From the moment we saw Travis Ridlehuber’s painting of Beardbrand Founder Eric Bandholz, we knew there would be a great story behind the work of art. Encouraged in his artistic endeavors from an early age through private drawing and painting classes, Travis Ridlehuber has been making art for most of his life. Having taught for over a decade, he chose to leave the classroom in midlife and return to school to pursue his passion for the visual arts. While studying oil painting at the University of New Mexico, he began photographing his models and developed a love for photography that continues to inform his creative process.
Ridlehuber had previously worked in large scale watercolors and inks, but knew once he’d relocated to San Francisco that he wanted to begin a new body of work. “Moving to San Francisco was about getting myself healthy and happy. I was changing the way I eat, reconnecting to life, exercising; everything about my life was open to question and improvement. It seemed natural to reassess the way I approached my painting process.”
Through trial and a lot of error he ferreted out his current process. Partnering with a cabinet maker that custom builds the panels for each of the paintings to his specifications, he then hand finishes the wood, and prepares it for the portrait. “It’s a labor intensive process with multiple levels of meticulous work that take place long before a brush stroke hits the surface.” The beauty in the finished product speaks for itself.
Art often serves as a historical document that illustrates the popular fashions of the day. This is no less true with Ridlehuber’s work which beautifully illustrates the current movement of the urban beardsman.
Beards in art have represented power and wisdom such as that of Michelangelo’s Moses. The beards illustrated in Ridlehuber’s current body of work are a clear visual depiction of this beardsman’s own impassioned convictions on the subject of to ‘beard or not to beard’. “We are currently experiencing a renaissance in the way that the modern man can present himself. It’s once again acceptable for him to be human and male; to embody both bearded mammal and professional businessman. That’s a huge move culturally away from the idea of “clean” shaven.

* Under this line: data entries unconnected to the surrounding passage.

Issue #1183, opened 2022-10-05
I can't import from ax library. (OS error: Failed to open file)


CML-DHK:
I already download ax library from ax homepage. But, I can't import anything from ax library.

Ex.) from ax.service.ax_client import AxClient

OSError                                   Traceback (most recent call last)
Cell In [1], line 2
      1 from typing import Any, Dict, Optional, Tuple, Type
----> 2 from ax.service.ax_client import AxClient
      4 # Ax wrappers for BoTorch components
      5 from ax.models.torch.botorch_modular.model import BoTorchModel

File C:\Anaconda\envs\botorch\lib\site-packages\ax\__init__.py:7
      1 #!/usr/bin/env python3
      2 # Copyright (c) Meta Platforms, Inc. and affiliates.
      3 #
      4 # This source code is licensed under the MIT license found in the
      5 # LICENSE file in the root directory of this source tree.
----> 7 from ax.core import (
      8     Arm,
      9     BatchTrial,
     10     ChoiceParameter,
     11     ComparisonOp,
     12     Data,
     13     Experiment,
     14     FixedParameter,
     15     GeneratorRun,
     16     Metric,
     17     MultiObjective,
     18     MultiObjectiveOptimizationConfig,
     19     Objective,
     20     ObjectiveThreshold,
     21     OptimizationConfig,
     22     OrderConstraint,
     23     OutcomeConstraint,
     24     Parameter,
     25     ParameterConstraint,
     26     ParameterType,
     27     RangeParameter,
     28     Runner,
     29     SearchSpace,
     30     SumConstraint,
     31     Trial,
     32 )
     33 from ax.modelbridge import Models
     34 from ax.service import OptimizationLoop, optimize

File C:\Anaconda\envs\botorch\lib\site-packages\ax\core\__init__.py:9
      1 #!/usr/bin/env python3
      2 # Copyright (c) Meta Platforms, Inc. and affiliates.
      3 #
   (...)
      6 
      7 # flake8: noqa F401
      8 from ax.core.arm import Arm
----> 9 from ax.core.batch_trial import BatchTrial
     10 from ax.core.data import Data
     11 from ax.core.experiment import Experiment

File C:\Anaconda\envs\botorch\lib\site-packages\ax\core\batch_trial.py:27
     25 import numpy as np
     26 from ax.core.arm import Arm
---> 27 from ax.core.base_trial import BaseTrial
[...]

PR #1186, opened 2022-10-05
Update imports & caching in `ParameterDistribution`

saitcakmak:
Summary:
Replaces the scipy `rv_generic` import (from a private file) with a `rv_frozen` import (from a public file), and clears up the use of `lru_cache` (flake8 doesn't like it).

Additional context:  https://github.com/facebook/Ax/issues/1183#issuecomment-1268517437

Differential Revision: D40112537

### DIFF
--- a/ax/core/parameter_distribution.py
+++ b/ax/core/parameter_distribution.py
@@ -5,17 +5,16 @@
 
 from __future__ import annotations
 
-import functools
 from copy import deepcopy
 from importlib import import_module
 from typing import Any, Dict, List, Optional, TYPE_CHECKING
 
 from ax.exceptions.core import UserInputError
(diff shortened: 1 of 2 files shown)


Balandat:
> clears up the use of lru_cache (flake8 doesn't like it)

What exactly is the issue here? In general it would be good if we could use `lru_cache` without flake8 being the limiting factor.

Balandat (approved):

saitcakmak:
flake8 has a warning about `lru_cache` potentially leading to memory leaks. 

> B019: Use of functools.lru_cache or functools.cache on class methods can lead to memory leaks. The cache may retain instance references, preventing garbage collection.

Suddenly we find ourselves at a place in history where we no longer have to scrape away our manes in order to be taken seriously in a professional environment.”
As for the trajectory with his new works, big things are on the horizon. “People have a really visceral reaction to the oil and wood pairing of the work.” Ridlehuber is feverishly cranking out work for his one man show coming up later in 2015 and commissions are starting to roll in.

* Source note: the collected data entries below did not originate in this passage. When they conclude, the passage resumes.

PR #1187, opened 2022-10-06
Better default for wf_run_title_prefix

bernardbeckerman:
Summary: Makes SimpleInputs default to "Evaluation of arm " for wf_run_title_prefix.

Differential Revision: D40114178


saitcakmak:
merged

Having grown up in the rolling hill country of central Texas, and lived, hiked, and camped his way through Alaska, Hawaii, New Mexico, and Oregon, this artist and outdoorsman is a dyed-in-the-wool beardsman. “It irks me when people make cast off statements like beards are trendy, lumbersexual, or hipster; as if once today’s label passes so will the beard. Beards are classic, timeless, and as old as the species and will last as long as we do.”